◆ **EXERCISE PROMPT**: Extract all lines from the data beneath that include the word "like".

RECORD EXCERPTS: Begin

PR #9, opened 2016-04-29
App v0.1.0 

lorenzoPrimi:
- GUI totally redesigned and improved
- Background tests with AsyncTask
- Different logs for different tests
- Renamed package
- Re-structured project


bassosimone:
Very good work!

Before merging, I'd like to see the following changes applied:

- [ ] like we did for the `-android` repository, you should edit `README.md` telling the user that packages could also be signed using your GPG key

- [ ] could you add an `XXX` comment before the place where we use `AsyncTask` stating that this may not be the optimal solution since OONI tests could take a long time to complete?

bassosimone:
Thank you, merging!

RECORD EXCERPTS: End

◆ **SOLUTION FOR THIS EXERCISE**:
Before merging, I'd like to see the following changes applied:
- [ ] like we did for the `-android` repository, you should edit `README.md` telling the user that packages could also be signed using your GPG key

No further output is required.